What the task requires:
Starting from the line in which "--- a/.changeset/purple-baboons-nail.md" appears, output every line down to the last line of the data below, exactly and without anything more.

Data provided:
────────
PR #3755, opened 2025-03-03
chore: Omit minified files and `sourcesContent` in published packages

kitten:
## Summary

We shouldn't publish with minified files due to the source map sizes and increased publish size. They're not meant to be used directly and we mostly relied on them for measurements.

Definitely a trade-off, but we shouldn't include `sourcesContent`. It likely doesn't help debugging much over our "half prettified" outputs and increases size substantially

## Set of changes

- Disable `sourcesContent` when publishing
- Disable minified bundle output when publishing

### DIFF
--- a/.changeset/purple-baboons-nail.md
+++ b/.changeset/purple-baboons-nail.md
@@ -1,0 +1,23 @@
+---
+'@urql/exchange-auth': patch
+'@urql/exchange-context': patch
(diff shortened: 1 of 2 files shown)


JoviDeCroock (approved):

byCedric:
thank-you

Reduces the `@urql/core` package size by 316.8kb / 34% ❤️

PR #3759, opened 2025-03-07
Allow SSR exchange to use custom serializer

Warxcell:
## Summary

Allows SSR exchange to use custom serializer.

### DIFF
────────
Task solution:
--- a/.changeset/purple-baboons-nail.md
+++ b/.changeset/purple-baboons-nail.md
@@ -1,0 +1,23 @@
+---
+'@urql/exchange-auth': patch
+'@urql/exchange-context': patch
(diff shortened: 1 of 2 files shown)


JoviDeCroock (approved):

byCedric:
thank-you

Reduces the `@urql/core` package size by 316.8kb / 34% ❤️

PR #3759, opened 2025-03-07
Allow SSR exchange to use custom serializer

Warxcell:
## Summary

Allows SSR exchange to use custom serializer.

### DIFF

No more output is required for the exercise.